Follow the link to a YouTube video that shows what you can do with the simple LGB system. I believe that you want Mode 2, but after viewing this, may want more. I've not viewed this in entirety nor have I seen parts 2 and 3.

LGB Automation for a 2-Track System


----------



## East Broad Top (Dec 29, 2007)

Check out RR Concepts http://www.rr-concepts.com . They've got a line of automation products. I reviewed the "Yardmaster" controller for Garden Railways a few months ago, and it does some cool automation stuff including controlling switches, locos, etc. All you need to do to your loco is tape a magnet on the bottom of it so it triggers the switches. Drop them a line and see if they can put something together for you.
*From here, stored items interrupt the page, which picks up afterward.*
Issue #465, opened 2014-09-22
Expire password reset token after a period of time


aripollak:
Generating a password reset token without any expiration time opens up a potential security flaw. Not a very easily exploitable one, but an easily preventable one nonetheless. More info: http://www.owasp.org/index.php/Forgot_Password_Cheat_Sheet#Step_3.29_Send_a_Token_Over_a_Side-Channel
In addition to their email account being compromised, there's another possible scenario: if a user clicks Reset Password but never gets around to actually resetting their password, anyone who gets access to the backend database at any point in the future can reset that user's password. This would be much faster than trying to crack the encrypted password. And since by default there is no email sent upon password change, the user might not ever know that their account has been compromised.

nsuchy:
Is this still an issue?

PR #521, opened 2015-01-16
Do not validate user when resetting password

### LINKED ISSUE #406: Don't validate user when updating password
When updating a users password, clearance [runs a full validation](https://github.com/thoughtbot/clearance/blob/master/lib/clearance/user.rb#L78). There are a number of reasons that a user may be invalid that are out of the scope of what clearance provides. Password resets should not be held up due to a new required field being added to user, for instance.

derekprior:
User records can be invalid for many reasons that are not central to
Clearance's concerns. An application may decide at some point to begin
requiring all user records to have a zip code. They reasonably assume this
will effect only new registrations or existing users who attempt to edit
their profile. Unfortunately, it would have also prevented users from
resetting their password because we were running validations as part of
that operation. With zip code not present on the password reset form, the
user would have no way to complete the password reset.

This change still calls `valid?` but considers only errors that are on the
`password` field when deciding whether to proceed. This allows for
additional validations on `password`, such as length. Ultimately, the save
is done without validations assuming `password` itself is valid.

The nested `before` blocks in the specs caused a great deal of frustration when
adding tests for this functionality. The specs were re-written in a style
consistent with how we write specs today, taking care to ensure tests still
fail appropriately.

Closes #406


bin/rspec
```diff
@@ -0,0 +1,16 @@
+#!/usr/bin/env ruby
+#
+# This file was generated by Bundler.
```
MattMSumner: I know this is generated, is it worth removing comments?

lib/clearance/user.rb
```diff
@@ -75,13 +75,13 @@ def reset_remember_token!
     def update_password(new_password)
       self.password_changing = true
       self.password = new_password
+      valid?
 
-      if valid?
+      if errors[:password].blank?
```
MattMSumner: could you use `if valid? || errors[:password].blank?`?

MattMSumner:
couple of comments otherwise LGTM

lib/clearance/user.rb
derekprior: After a bit of thought, yes. I like that it's one line but I'm not sure it's more clear. I had to think through the truth table a bit.

It is odd to have the query method `valid?` being used as a command though. Hmm...

bin/rspec
derekprior: I'm happy neough to leave them in just in case someone unfamiliar comes across them and is confused or decides to edit them manually.

lib/clearance/user.rb
calebthompson: `validate` is available in newer versions of Rails. Just a bit of trivia that isn't useful to you here.

calebthompson: It's less a command than you're letting on, though. If this is `valid?`, there's no reason to check that `errors[:password].blank?` (would `empty?` make more sense here?)

MattMSumner: that's more what I was thinking. If `valid?` is true there's no need to check errors.

mxie: AFAIK, the purpose of calling `valid?` here is to run the validations, not so much to actually use its return value. Without `valid?`, `errors` wouldn't be populated.

mxie: I think we care more about `valid?` as a command here than its actual return value, so I'm going to side with Derek on keeping these separate. I do, however, think that it makes more sense to use `empty?` instead of `blank?`.

derekprior: I'm not concerned with save an in-memory hash lookup when resetting a password. I just want it to be as clear as possible. 

with regards to `blank?` or `empty?`, `blank?` seems safer. If for whatever reason that's `nil`, `blank?` still works as expected while `empty?` does not.

derekprior: Some quick testing shows that `empty?` really should be safe though. Even looking for non-existent attributes still returns an empty array.

mxie: It looks like for ActiveModel, `empty?` is just aliased as `blank?`, so it makes no difference.

lib/clearance/user.rb
```diff
@@ -75,13 +75,13 @@ def reset_remember_token!
...
         self.confirmation_token = nil
         generate_remember_token
+        save(validate: false)
```
jferris: Should you make sure to only update the relevant password attributes here, since we're not sure the others are valid?

derekprior: They all need to be updated. To complete the password rotation. I can't
split it into 2 calls to save (one with validate false) in a transaction
because the second save would be subject to the same validation issues we
have now.

Best I can do is to set them before calling valid and checking for errors
on those fields too.

derekprior: Oh I see what you're saying - be explicit about the columns I'm updating so as not to allow something like:

```
user.email = ""
user.update_password("foo")
```

jferris: Right. The only way I know of to do this is with `update_columns`.

This would be a breaking change, but since it seems like the save/validate lifecycle of users/passwords is different, one thing you could do is split out a new table/model to represent authentication tokens and make them belong to a user. That way, you could expire/delete old tokens and create new ones without touching the user/model table and its maze of validations.

calebthompson: I'm in support of anything getting engine-specific stuff out of my User.

If we don't go that route, I just wanted to note that `update_columns` won't touch `update_at`, which is a good or bad thing depending on how you look at it.

derekprior: Can't I call `user.update_attributes(password: new_password, confirmation_token: user.confirmation_token, remember_token: user.remember_token)`. It's odd looking but I think it would work, right?

> This would be a breaking change, but since it seems like the save/validate lifecycle of users/passwords is different, one thing you could do is split out a new table/model to represent authentication tokens and make them belong to a user. That way, you could expire/delete old tokens and create new ones without touching the user/model table and its maze of validations.

This is already in the plans for addressing #465. The plan for that is:

1. Extract password reset to a service and make the methods in `Clearance::User` passthroughs to that service, deprecate direct calls.
2. Expose a new service that splits out password resets, make this the default for newly installed apps in the initializer.
3. Deprecate the old service.

calebthompson: Naw, `update_attributes` calls `assign_attributes` and `save`, so any pre-existing assignments would have also been committed.

derekprior: Oh, no way to add `validate: false` to `update_attributes`.

jferris: `update_columns` will work the same way, but without touching other attributes (including timestamps) or going through validations or callbacks.

If you want a way to update a table without messing with the model, `update_columns` is what you're looking for.

derekprior: Ok, how about using `changes` to verify only the columns we want are updated. If there are more columns we fall back to `save`, otherwise `save validate: false`?

derekprior: > update_columns will work the same way, but without touching other attributes (including timestamps) or going through validations or callbacks.

I'm not sure I can safely assume they don't want callbacks run or timestamps updated.

derekprior:
I'm going to merge in the spec improvements but leave the functionality unchanged. @mxie is working on a new password reset mechanism and I think given the problems in implementing this here it's reasonable for this issue to be addressed only there.

PR #522, opened 2015-01-22
Update Passwords Controller Spec

derekprior:
The nested `before` blocks caused a great deal of frustration when adding
additional tests to password reset functionality. The specs were re-written in
a style consistent with how we write specs today, taking care to ensure tests
still fail appropriately.


jferris:
These look way better to me, and nothing looks wrong.

I think some of the `it` examples within `context` groups could be safely merged without losing any readability.

mxie:
These look good to me too.

PR #523, opened 2015-01-22
Configure remember token cookie name

tabfugnic:
Gives the user full configurability when dealing with apps with similar paths.

### DIFF
--- a/lib/clearance/session.rb
+++ b/lib/clearance/session.rb
@@ -2,8 +2,6 @@ require 'clearance/default_sign_in_guard'
 
 module Clearance
   class Session
-    REMEMBER_TOKEN_COOKIE = 'remember_token'.freeze
-
     def initialize(env)
       @env = env
       @current_user = nil
@@ -12,7 +10,11 @@ module Clearance
 
     def add_cookie_to_headers(headers)
       if cookie_value[:value].present?
-        Rack::Utils.set_cookie_header!(headers, REMEMBER_TOKEN_COOKIE, cookie_value)
+        Rack::Utils.set_cookie_header!(
+          headers,
+          remember_token_cookie,
+          cookie_value
+        )
       end
     end
 
@@ -29,7 +31,7 @@ module Clearance
       status = run_sign_in_stack
 
       if status.success?
-        cookies[REMEMBER_TOKEN_COOKIE] = user && user.remember_token
+        cookies[remember_token_cookie] = user && user.remember_token
       else
         @current_user = nil
       end
@@ -45,7 +47,7 @@ module Clearance
       end
 
       @current_user = nil
-      cookies.delete REMEMBER_TOKEN_COOKIE
+      cookies.delete remember_token_cookie
     end
 
     def signed_in?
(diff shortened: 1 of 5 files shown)


spec/clearance/session_spec.rb
```diff
@@ -30,6 +30,17 @@
     expect(session.current_user).to be_nil
   end
 
+  it 'sets a custom cookie name' do
+    Clearance.configuration.cookie_domain = 'custom_token'
```
tabfugnic: I noticed this project uses primarily single quotes, are you slowly moving this over to double quotes or should I leave this?

derekprior: moving over.

spec/clearance/session_spec.rb
```diff
@@ -30,6 +30,17 @@
...
+
+    session.sign_in user
+    session.add_cookie_to_headers(headers)
+
+    expect(headers['Set-Cookie']).to match(/custom_token/)
+
+    restore_default_config
```
derekprior: This won't execute if the expectation fails. I think for now it's fine to keep with the existing specs and do this with an `after`.

derekprior:
There's a section of the readme that lists each configuration option. Can you add this there?

lib/clearance/session.rb
```diff
@@ -2,7 +2,7 @@
 
 module Clearance
   class Session
-    REMEMBER_TOKEN_COOKIE = 'remember_token'.freeze
+    REMEMBER_TOKEN_COOKIE = Clearance.configuration.cookie_name.freeze
```
jferris: I think setting this here as a constant will mean that it won't pick up the change if you change it in something like an initializer, because the Clearance middleware stack will be eagerly loaded. Is that right?

tabfugnic: That's a good question, should this then be thrown into the initializer?

jferris: Can we remove this constant entirely, or is it considered part of the public API?

derekprior: I don't have a problem removing it. I wouldn't consider it a breaking change.

lib/clearance/session.rb
```diff
@@ -62,8 +64,12 @@ def cookies
       @cookies ||= @env['action_dispatch.cookies'] || Rack::Request.new(@env).cookies
     end
 
+    def remember_token_cookie
```
jferris: There are a few other methods later which are related to looking at the Clearance config. What do you think about moving this method down there?

jferris:
I had one minor comment, but I think this is good to merge whenever you're ready.

@derekprior any thoughts?

derekprior:
Looks good to me.

tabfugnic:
@derekprior All taken care of. What's procedure for getting this merged in?

derekprior:
Squash and merge (ff-only).

I can release this as 1.8, though I have to write up the NEWS for a few changes that will be included. I'll probably do that tonight. If there's a pressing need for it to be released now, let me know.

tabfugnic:
Not hugely important, but sooner rather than later would be great

derekprior:
1.8.0 is released.

PR #524, opened 2015-01-22
Decouple tests for resetting and updating passwords

mxie:
These methods should be tested separately instead of nested within each other.


derekprior:
:+1:

PR #525, opened 2015-01-23
v1.8.0

derekprior:


NEWS.md
```diff
@@ -1,5 +1,16 @@
 Thank you to all the [contributors](https://github.com/thoughtbot/clearance/graphs/contributors)!
 
+New for 1.8.0 (January 23, 2015)
+* Fixed an issue that would cause sites still using the deprecated `authorize`
```
sikachu: "site **that** still using"?

Feel free to leave it if that's already grammatically correct.

NEWS.md
```diff
@@ -1,5 +1,16 @@
...
+  filter to enter a redirect loop when redirecting to the sign in path.
+* The Clearance remember token cookie name is now customizable via
+  `Clearance.configuration.cookie_name`.
+* Signed in users that attempt to visit the sign in path are now redirected. The
+  redirect URL defaults to the same URL used for the redirect after sign in, but
+  can be customized by overriding `passwords_controller#url_for_signed_in_users`
+* `users_controller#avoid_sign_in` is now deprecated in favor of
```
sikachu: What happen if they define `#avoid_sign_in`? Does it still work?

derekprior: `avoid_sign_in` was never documented as part of the public API. The deprecation is out of abundance of caution. If they override that method, their override will not be called (unless they add the filter), but `redirect_signed_in_users` does something logical and non-dangerous anyway.

derekprior: Basically, I expect no one to get this deprecation.

sikachu: I see. So that's not a breaking change. :+1:

PR #526, opened 2015-01-30
Add documentation for configuration options

derekprior:
Added Yard configuration and documentation for
`Clearance::Configuration`. Moving forward, we will be adding
documentation to the rest of Clearance.

### DIFF
--- a/.yardopts
+++ b/.yardopts
@@ -1,0 +1,3 @@
+--exclude templates
+--markup markdown
+--markup-provider redcarpet
--- a/lib/clearance/configuration.rb
+++ b/lib/clearance/configuration.rb
@@ -1,23 +1,94 @@
 module Clearance
   class Configuration
-    attr_writer :allow_sign_up, :routes
+    # Controls whether the sign up route is enabled.
+    # Defaults to `true`. Set to `false` to disable user creation routes.
+    # The setting is ignored if routes are disabled.
+    # @param [Boolean] value
+    # @return [Boolean]
+    attr_writer :allow_sign_up
 
-    attr_accessor \
-      :cookie_domain,
-      :cookie_expiration,
-      :cookie_name,
-      :cookie_path,
-      :httponly,
-      :mailer_sender,
-      :password_strategy,
-      :redirect_url,
-      :secure_cookie,
-      :sign_in_guards,
-      :user_model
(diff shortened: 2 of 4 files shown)


lib/clearance/configuration.rb
```diff
@@ -44,23 +121,36 @@ def  user_actions
...
   end
 
+  # Set Clearance's configuration
+  # @param config [Clearance::Configuration]
   def self.configuration=(config)
     @configuration = config
   end
 
+  # Modify Clearance's current configuration
+  #   Clearance.configure do |config|
```
mcmire: This code sample might not render correctly, you might have to indent this by four spaces to do so.

lib/clearance/configuration.rb
```diff
@@ -1,23 +1,94 @@
...
+    # live environments to prevent session hijacking. For more, see
+    # [RFC6265](http://tools.ietf.org/html/rfc6265#section-5.2.5).
+    # @return [Boolean]
+    attr_accessor :secure_cookie
+
+    # The array of sign in guards to run when signing a user in.
+    # Defaults to an empty array. Sign in guards respond to `call` and are
+    # initialized with a session and the current stack. Each guard can decide
+    # to fail the sign in, yield to the next guard, or allow the sign in.
+    # @return [Array #call]
```
mcmire: What does `Array #call` mean here? (Just curious)

.yardopts
```diff
@@ -0,0 +1,3 @@
+--exclude templates
+--markup markdown
+--markup-provider redcarpet
```
mcmire: You might also want to include:

```
--no-private
--protected
```

lib/clearance/configuration.rb
derekprior: I'm trying to say it's an array of things that respond to `#call`. But it doesn't actually seem to work the way I'm lead to believe it works here: http://yardoc.org/types.html

mcmire:
I am not a YARD expert, I just use a few of the features, but other than the comment above, everything seems to look good here.

lib/clearance/configuration.rb
gabebw: Maybe you want `Array<#call>`?

PR #530, opened 2015-01-31
Don't expose authentication methods as actions

derekprior:
There were a couple of methods from the Clearance::Authentication that were
leaking through to become routable action methods on the controller. We need
to hide them as actions.


jferris:
Think it's worth having a test for this? My idea:

* Make an anonymous controller subclass using rspec-rails.
* Mix in `Clearance::Controller`.
* Make sure there are no routable actions.

derekprior:
That makes a lot of sense.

I was impressed with the Yardmaster in terms of its flexibility, but they may have a dedicated box that does specifically what you need, too. 

Later, 

K


----------



## krs (Feb 29, 2008)

Here is a detailed description how to do this with basic LGB components: 
http://www.londongrs.com/How_To/EPL/EPL.htm


----------



## DWS (Aug 15, 2010)

Thanks everyone for all the info! 

I think the Yardmaster/Stationmaster combo looks like exactly what I wanted, but is a bit pricier than I had hoped. 

The LGB system seems like it would work, but may take some experimenting to get exactly what I want. Also, I am a little concerned that having the full voltage suddenly applied to the engines might be hard on the gears, especially considering I am using engines not known for their long lasting gears. 

I think I'll go ahead and put the tracks up and just plan to run one train for now. I think the automation aspect can come a little later. Bseides, the more I think about it, perhaps the cheapest route in the long run is to go ahead and install R/C now and just hide the controller when I'm not around! 

Thanks again for all the advice!

D.W.


----------



## aceinspp (Jan 2, 2008)

Yes the systems suggested always sound good till you get the price. So I would do as you are thinging about is possibly doing R/C at some point in time as that system in the long run will benefit you if you ever decide to expand the RR. Later RJD


----------



## kormsen (Oct 27, 2009)

Also, I am a little concerned that having the full voltage suddenly applied to the engines might be hard on the gears 
you could lower the voltage for the start and stop sections by putting diodes between them and their power. 

in series. each diode "eats up" 0.7 volt, if i remember right. 
.


----------



## toddalin (Jan 4, 2008)

Posted By kormsen on 16 Aug 2010 06:56 PM 
Also, I am a little concerned that having the full voltage suddenly applied to the engines might be hard on the gears
you could lower the voltage for the start and stop sections by putting diodes between them and their power. 

in series. each diode "eats up" 0.7 volt, if i remember right. 
. 

Even better, you can use in-rush thermisters.  They provide 2.5 ohms of resistance at 6.5 amps @ $0.25 or 5 ohms of resistance at 7 amps of power handling @$0.33, and they will reduce the "kick" when the voltage is applied.
 
http://www.goldmine-elec-products.c...ber=G14789
 
http://www.allelectronics.com/make-...ION/1.html


----------